# Good Price on HS Intake



## Guest (Feb 15, 2003)

Ptuning.com, has a pretty decent price on HS intake for our cars. 189.00+free shipping. I just picked one up. Just though Id share.


----------



## CHI-B14SENTRA (May 1, 2002)

that is a good deal!!! THANKS MAN


----------



## CHI-B14SENTRA (May 1, 2002)

but thsts wierd how it list from 1995-1997, would it fit on my 98!?!?


----------



## verno-dub (Sep 13, 2002)

Too bad they don't ship to Hawaii.  

-verno


----------



## nissanracer805 (Feb 9, 2003)

CHI-B14SENTRA said:


> *but thsts wierd how it list from 1995-1997, would it fit on my 98!?!? *


yes sir...not sure why people do that.....u have the ga16..it'll fit 95-99 chassis(b14)


----------



## Guest (Feb 17, 2003)

~TTT~

For everyone to see


----------



## nitestridar (Jun 29, 2002)

ptuning is a great dealer...
fast shipping and great packing....


----------



## CHI-B14SENTRA (May 1, 2002)

DO you get everything with it, I mean it looks kinda incomplete in the pic they have on the site


----------



## Smahatma (Oct 15, 2002)

CHI-B14SENTRA said:


> *DO you get everything with it, I mean it looks kinda incomplete in the pic they have on the site *


it only comes with an air filter and pieces of raw sheetmetal, you have to fabricate your own mandrel-bent tubing and mounting hardware


----------



## togenji (Oct 10, 2002)

hehehe, smahatma I hope your kidding about that. But thats a pretty nice deal. I'm gonna need to get in on that along with the UR pulley gb.


----------



## Smahatma (Oct 15, 2002)

you would like to think so, wouldnt u?


----------



## Guest (Feb 18, 2003)

They say at the bottom of the pic that its a SAMPLE image, and that actual product may vary. If its cold air, then I dont know why it would be incomplete, Im sure its the whole unit.


----------



## togenji (Oct 10, 2002)

is ptuning.com a reputable place to buy from?


----------



## nitestridar (Jun 29, 2002)

togenji said:


> *is ptuning.com a reputable place to buy from? *



yes I have orderd 3 times and each tim I had my shipment in two days...


----------



## shmuck90 (Oct 28, 2002)

i had a coupon for that website, i have to find it.


----------



## togenji (Oct 10, 2002)

sweet, hopefully i can go order it on friday.


----------



## LIUSPEED (May 29, 2002)

after the UR pulley GB and the HS header gb i probably be starting a Hot Shot Cold air intake GB... hopefully we can get the price down to a reasonable level so alot of people can join in.

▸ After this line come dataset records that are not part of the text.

PR #62848, opened 2024-06-25
CustomSelectControl V2: allow wrapping item hint to new line

ciampo:
## What?

Part of #55023

Improve how inidivual item hints are rendered for the `CustomSelectControl` V2 legacy adapter, by allowing the hint to wrap below the item's content, instead of being forced on the same line.

## Why?

Even if the previous layout is how the V1 component behaves, it does not produce good-looking UI when the select popover is narrow. And it often overridden in the editor via custom style overrides anyway, which is bad.

These changes basically bring to the component the overrides that were applied in the editor.

## How?

Using flexbox to allow the hint to break the line and render below the item's content.

### Storybook

1. Apply the following patch

<details>

<summary>Click to show diff</summary>

```diff
diff --git a/packages/components/src/custom-select-control/stories/index.story.tsx b/packages/components/src/custom-select-control/stories/index.story.tsx
index 8ff9a023c5..4636fd34d3 100644
--- a/packages/components/src/custom-select-control/stories/index.story.tsx
+++ b/packages/components/src/custom-select-control/stories/index.story.tsx
@@ -111,7 +111,8 @@ WithHints.args = {
 		{
 			key: 'medium',
 			name: 'Medium',
-			__experimentalHint: '250x250',
+			__experimentalHint:
+				'A long hint, which ultimately could have been just "250x250"',
 		},
 		{
 			key: 'large',

```
</details>

2. Load the "With Hints" storybook example for the V2 legacy adapter
3. Resize the window and check the new hint wrapping behaviour
4. Compare it with the same storybook example for the V1 component

| V1 | V2 legacy adapter - before (trunk) | V2 legacy adapter - after (this PR) |
|---|---|---|
| <video src="https://github.com/WordPress/gutenberg/assets/1083581/2a350164-8e92-479a-86bd-939a38add268" /> | <video src="https://github.com/WordPress/gutenberg/assets/1083581/96e06334-3e2d-47e6-886c-359f45a2f981" /> | <video src="https://github.com/WordPress/gutenberg/assets/1083581/59b58335-ad85-47dd-915d-f7d8f3cd6631" /> |

### Editor

First, apply the following patch 

<details>

<summary>Click to show diff</summary>

```diff
diff --git a/packages/block-editor/src/components/date-format-picker/index.js b/packages/block-editor/src/components/date-format-picker/index.js
index 19ec0bf8c2..f71cdd5e48 100644
--- a/packages/block-editor/src/components/date-format-picker/index.js
+++ b/packages/block-editor/src/components/date-format-picker/index.js
@@ -8,11 +8,18 @@ import {
 	TextControl,
 	ExternalLink,
 	VisuallyHidden,
-	CustomSelectControl,
 	ToggleControl,
 	__experimentalVStack as VStack,
+	privateApis as componentsPrivateApis,
 } from '@wordpress/components';
 
+/**
+ * Internal dependencies
+ */
+import { unlock } from '../../lock-unlock';
+
+const { CustomSelectControlV2Legacy } = unlock( componentsPrivateApis );
+
 // So that we illustrate the different formats in the dropdown properly, show a date that is
 // somwhat recent, has a day greater than 12, and a month with more than three letters.
 const exampleDate = new Date();
@@ -128,7 +135,7 @@ function NonDefaultControls( { format, onChange } ) {
 
 	return (
 		<VStack>
-			<CustomSelectControl
+			<CustomSelectControlV2Legacy
 				label={ __( 'Choose a format' ) }
 				options={ [ ...suggestedOptions, customOption ] }
 				value={
diff --git a/packages/block-editor/src/components/date-format-picker/style.scss b/packages/block-editor/src/components/date-format-picker/style.scss
index d1ad52408d..748e43bb8d 100644
--- a/packages/block-editor/src/components/date-format-picker/style.scss
+++ b/packages/block-editor/src/components/date-format-picker/style.scss
@@ -4,13 +4,4 @@
 
 .block-editor-date-format-picker__custom-format-select-control__custom-option {
 	border-top: 1px solid $gray-300;
-
-	&.has-hint {
-		grid-template-columns: auto 30px;
-	}
-
-	.components-custom-select-control__item-hint {
-		grid-row: 2;
-		text-align: left;
-	}
 }
diff --git a/packages/block-editor/src/hooks/position.js b/packages/block-editor/src/hooks/position.js
index a5d4a0cb43..b184afca46 100644
--- a/packages/block-editor/src/hooks/position.js
+++ b/packages/block-editor/src/hooks/position.js
@@ -26,7 +26,9 @@ import { cleanEmptyObject, useStyleOverride } from './utils';
 import { unlock } from '../lock-unlock';
 import { store as blockEditorStore } from '../store';
 
-const { CustomSelectControl } = unlock( componentsPrivateApis );
+const { CustomSelectControl, CustomSelectControlV2Legacy } = unlock(
+	componentsPrivateApis
+);
 
 const POSITION_SUPPORT_KEY = 'position';
 
@@ -287,7 +289,7 @@ export function PositionPanelPure( {
 						__nextHasNoMarginBottom
 						help={ stickyHelpText }
 					>
-						<CustomSelectControl
+						<CustomSelectControlV2Legacy
 							__next40pxDefaultSize
 							className="block-editor-hooks__position-selection__select-control"
 							label={ __( 'Position' ) }
diff --git a/packages/block-editor/src/hooks/position.scss b/packages/block-editor/src/hooks/position.scss
index b3bd6b1b9e..552ee8cf7c 100644
--- a/packages/block-editor/src/hooks/position.scss
+++ b/packages/block-editor/src/hooks/position.scss
@@ -3,16 +3,3 @@
 		display: none;
 	}
 }
-
-.block-editor-hooks__position-selection__select-control__option {
-	&.has-hint {
-		grid-template-columns: auto 30px;
-		line-height: $default-line-height;
-		margin-bottom: 0;
-	}
-
-	.components-custom-select-control__item-hint {
-		grid-row: 2;
-		text-align: left;
-	}
-}
diff --git a/packages/components/src/private-apis.ts b/packages/components/src/private-apis.ts
index f55373664e..9a26b7c7e3 100644
--- a/packages/components/src/private-apis.ts
+++ b/packages/components/src/private-apis.ts
@@ -14,6 +14,7 @@ import {
 	useCompositeStore as useCompositeStoreV2,
 } from './composite/v2';
 import { default as CustomSelectControl } from './custom-select-control';
+import { default as CustomSelectControlV2Legacy } from './custom-select-control-v2/legacy-component';
 import { positionToPlacement as __experimentalPopoverLegacyPositionToPlacement } from './popover/utils';
 import { createPrivateSlotFill } from './slot-fill';
 import {
@@ -40,6 +41,7 @@ lock( privateApis, {
 	CompositeRowV2,
 	useCompositeStoreV2,
 	CustomSelectControl,
+	CustomSelectControlV2Legacy,
 	__experimentalPopoverLegacyPositionToPlacement,
 	createPrivateSlotFill,
 	ComponentsContext,


```
</details>

#### DateFormat picker

1. In the post editor, add a "Posts List" block
2. Pick a template which features the post data (most do)
3. Select the post date block, and in the sidebar interact with the date format (you may have to toggle off the "Default format" toggle)
4. Scroll the list of date format options all the way to the bottom, where the "Custom" option is 
5. Make sure that the layout matches what's currently on `trunk`

| V1 | V2 legacy adapter - before (trunk) | V2 legacy adapter - after (this PR) |
|---|---|---|
| <video src="https://github.com/WordPress/gutenberg/assets/1083581/0f44a6f2-ab77-472b-8624-58feb64c31e9" /> | <video src="https://github.com/WordPress/gutenberg/assets/1083581/788ccbc6-86c3-4e92-972e-99ed15a0b1bd" /> | <video src="https://github.com/WordPress/gutenberg/assets/1083581/7228d681-d724-431a-8461-48cc95acfc8b" /> |

#### Position picker

1. In the post editor, add a "Group" block
2. Select the group block, and in the sidebar expand the "Position" panel
3. Open the position select, and notice the Sticky option 
5. Make sure that the layout matches what's currently on `trunk`

| V1 | V2 legacy adapter - before (trunk) | V2 legacy adapter - after (this PR) |
|---|---|---|
| <video src="https://github.com/WordPress/gutenberg/assets/1083581/a12d7b89-7e7d-4973-ad5f-be87705bfcd9" /> | <video src="https://github.com/WordPress/gutenberg/assets/1083581/8e580767-c426-414b-a462-53af2652a012" /> | <video src="https://github.com/WordPress/gutenberg/assets/1083581/84403aba-8ac9-4c99-8a78-7cd468e24d2b" /> |

#### Known bugs

There are several known layout bugs related to `CustomSelectControlV2` — most of them are addressed in separate PRs (see #55023). When reviewing this PR, please focus only on the layout of option item hints.

### DIFF
--- a/packages/components/src/custom-select-control-v2/legacy-component/index.tsx
+++ b/packages/components/src/custom-select-control-v2/legacy-component/index.tsx
@@ -78,7 +78,14 @@ function CustomSelectControl( props: LegacyCustomSelectProps ) {
 					value={ name }
 					children={ __experimentalHint ? withHint : name }
 					style={ style }
-					className={ className }
+					className={ clsx(
+						// Legacy classnames
+						'components-custom-select-control__item',
+						className,
+						{
+							'has-hint': !! __experimentalHint,
+						}
+					) }
 				/>
 			);
 		}
--- a/packages/components/src/custom-select-control-v2/legacy-component/index.tsx
+++ b/packages/components/src/custom-select-control-v2/legacy-component/index.tsx
@@ -65,9 +65,7 @@ function CustomSelectControl( props: LegacyCustomSelectProps ) {
 		( { name, key, __experimentalHint, style, className } ) => {
 			const withHint = (
 				<Styled.WithHintItemWrapper>
-					<Styled.WithHintItemContent>
-						{ name }
-					</Styled.WithHintItemContent>
+					<span>{ name }</span>
 					<Styled.WithHintItemHint className="components-custom-select-control__item-hint">
 						{ __experimentalHint }
 					</Styled.WithHintItemHint>
--- a/packages/components/src/custom-select-control-v2/legacy-component/index.tsx
+++ b/packages/components/src/custom-select-control-v2/legacy-component/index.tsx
@@ -64,12 +64,12 @@ function CustomSelectControl( props: LegacyCustomSelectProps ) {
 	const children = options.map(
 		( { name, key, __experimentalHint, style, className } ) => {
 			const withHint = (
-				<Styled.WithHintWrapper>
-					<span>{ name }</span>
-					<Styled.ExperimentalHintItem className="components-custom-select-control__item-hint">
+				<Styled.ItemHintWrapper>
+					<Styled.ItemHintContent>{ name }</Styled.ItemHintContent>
+					<Styled.ItemHint className="components-custom-select-control__item-hint">
 						{ __experimentalHint }
-					</Styled.ExperimentalHintItem>
-				</Styled.WithHintWrapper>
+					</Styled.ItemHint>
+				</Styled.ItemHintWrapper>
 			);
 
 			return (
--- a/packages/components/src/custom-select-control-v2/legacy-component/index.tsx
+++ b/packages/components/src/custom-select-control-v2/legacy-component/index.tsx
@@ -64,12 +64,14 @@ function CustomSelectControl( props: LegacyCustomSelectProps ) {
 	const children = options.map(
 		( { name, key, __experimentalHint, style, className } ) => {
 			const withHint = (
-				<Styled.ItemHintWrapper>
-					<Styled.ItemHintContent>{ name }</Styled.ItemHintContent>
-					<Styled.ItemHint className="components-custom-select-control__item-hint">
+				<Styled.WithHintItemWrapper>
+					<Styled.WithHintItemContent>
+						{ name }
+					</Styled.WithHintItemContent>
+					<Styled.WithHintItemHint className="components-custom-select-control__item-hint">
 						{ __experimentalHint }
-					</Styled.ItemHint>
-				</Styled.ItemHintWrapper>
+					</Styled.WithHintItemHint>
+				</Styled.WithHintItemWrapper>
 			);
 
 			return (
--- a/packages/components/src/custom-select-control-v2/legacy-component/index.tsx
+++ b/packages/components/src/custom-select-control-v2/legacy-component/index.tsx
@@ -66,7 +66,10 @@ function CustomSelectControl( props: LegacyCustomSelectProps ) {
 			const withHint = (
 				<Styled.WithHintItemWrapper>
 					<span>{ name }</span>
-					<Styled.WithHintItemHint className="components-custom-select-control__item-hint">
+					<Styled.WithHintItemHint
+					// TODO: Legacy classname. Add V1 styles are removed from the codebase
+					// className="components-custom-select-control__item-hint"
+					>
 						{ __experimentalHint }
 					</Styled.WithHintItemHint>
 				</Styled.WithHintItemWrapper>
@@ -79,12 +82,13 @@ function CustomSelectControl( props: LegacyCustomSelectProps ) {
 					children={ __experimentalHint ? withHint : name }
 					style={ style }
 					className={ clsx(
-						// Legacy classnames
-						'components-custom-select-control__item',
-						className,
-						{
-							'has-hint': !! __experimentalHint,
-						}
+						// TODO: Legacy classname. Add V1 styles are removed from the codebase
+						// 'components-custom-select-control__item',
+						className
+						// TODO: Legacy classname. Add V1 styles are removed from the codebase
+						// {
+						// 	'has-hint': __experimentalHint,
+						// }
 					) }
 				/>
 			);
@@ -101,7 +105,10 @@ function CustomSelectControl( props: LegacyCustomSelectProps ) {
 		return (
 			<Styled.SelectedExperimentalHintWrapper>
 				{ currentValue }
-				<Styled.SelectedExperimentalHintItem className="components-custom-select-control__hint">
+				<Styled.SelectedExperimentalHintItem
+				// TODO: Legacy classname. Add V1 styles are removed from the codebase
+				// className="components-custom-select-control__hint"
+				>
 					{ currentHint?.__experimentalHint }
 				</Styled.SelectedExperimentalHintItem>
 			</Styled.SelectedExperimentalHintWrapper>
@@ -132,7 +139,8 @@ function CustomSelectControl( props: LegacyCustomSelectProps ) {
 			size={ translatedSize }
 			store={ store }
 			className={ clsx(
-				'components-custom-select-control',
+				// TODO: Legacy classname. Add V1 styles are removed from the codebase
+				// 'components-custom-select-control',
 				classNameProp
 			) }
 			isLegacy
--- a/packages/components/src/custom-select-control-v2/styles.ts
+++ b/packages/components/src/custom-select-control-v2/styles.ts
@@ -21,10 +21,11 @@ const truncateStyles = css`
 	white-space: nowrap;
 `;
 
-export const WithHintWrapper = styled.div`
+export const ItemHintWrapper = styled.div`
 	display: flex;
 	justify-content: space-between;
 	flex: 1;
+	flex-wrap: wrap;
 `;
 
 export const SelectedExperimentalHintWrapper = styled.div`
@@ -36,7 +37,11 @@ export const SelectedExperimentalHintItem = styled.span`
 	margin-inline-start: ${ space( 2 ) };
 `;
 
-export const ExperimentalHintItem = styled.span`
+export const ItemHintContent = styled.span`
+	padding-inline-end: ${ space( 4 ) };
+`;
+
+export const ItemHint = styled.span`
 	color: ${ COLORS.theme.gray[ 600 ] };
 	text-align: right;
 	margin-inline-end: ${ space( 1 ) };
--- a/packages/components/src/custom-select-control-v2/styles.ts
+++ b/packages/components/src/custom-select-control-v2/styles.ts
@@ -44,7 +44,7 @@ export const ItemHintContent = styled.span`
 export const ItemHint = styled.span`
 	color: ${ COLORS.theme.gray[ 600 ] };
 	text-align: right;
-	margin-inline-end: ${ space( 1 ) };
+	padding-inline-end: ${ space( 1 ) };
 `;
 
 export const SelectLabel = styled( Ariakit.SelectLabel )`
--- a/packages/components/src/custom-select-control-v2/styles.ts
+++ b/packages/components/src/custom-select-control-v2/styles.ts
@@ -168,5 +168,6 @@ export const ItemHint = styled.span`
 		text-align: initial;
 		line-height: ${ CONFIG.fontLineHeightBase };
 		padding-inline-end: ${ space( 1 ) };
+		margin-block: ${ space( 1 ) };
 	}
 `;
--- a/packages/components/src/custom-select-control-v2/styles.ts
+++ b/packages/components/src/custom-select-control-v2/styles.ts
@@ -139,14 +139,6 @@ const truncateStyles = css`
 	white-space: nowrap;
 `;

but that is a really good price for an intake 190 free shipping.. that bad @ all.


----------



## togenji (Oct 10, 2002)

LIUSPEED said:


> *after the UR pulley GB and the HS header gb i probably be starting a Hot Shot Cold air intake GB... hopefully we can get the price down to a reasonable level so alot of people can join in.
> 
> but that is a really good price for an intake 190 free shipping.. that bad @ all. *


What kind of price range do you think you could get in the group buy? Since I'm going for the UR pulley gb, I'm just wonder if I should just go ahead and buy the intake at ptuning.com


----------



## LIUSPEED (May 29, 2002)

togenji said:


> *What kind of price range do you think you could get in the group buy? Since I'm going for the UR pulley gb, I'm just wonder if I should just go ahead and buy the intake at ptuning.com *


do wat u must... check out the group buy section for prices for the pulley...


----------



## Guest (Feb 25, 2003)

Just received my HS intake today. For all of you who need re-assurance thats its the WHOLE unit, it is. Everything is included! Just thought Id share.


----------



## 200sxpower (Jun 4, 2002)

how long from when you ordered it did you recieve it?


----------



## se7enty7 (Jun 18, 2002)

I just ordered mine.. I think they were out of stock though.. But I did pay for it now anyhow. Somehow it rang up for $180.45... odd


----------



## Guest (Feb 25, 2003)

It was shipped out on the 19th and I got it today. It was shipped from VA and I live in WI. Not bad for free shipping.


----------



## shmuck90 (Oct 28, 2002)

with the coupon itll be as much as se7enty paid including shipping.


----------



## 200sxpower (Jun 4, 2002)

ordered mine on the 19th. havent heard anything yet though.


----------



## togenji (Oct 10, 2002)

How can you get a coupon from their store? By being a member?


----------



## se7enty7 (Jun 18, 2002)

I have no clue. When I checked out it took 5% off my order. 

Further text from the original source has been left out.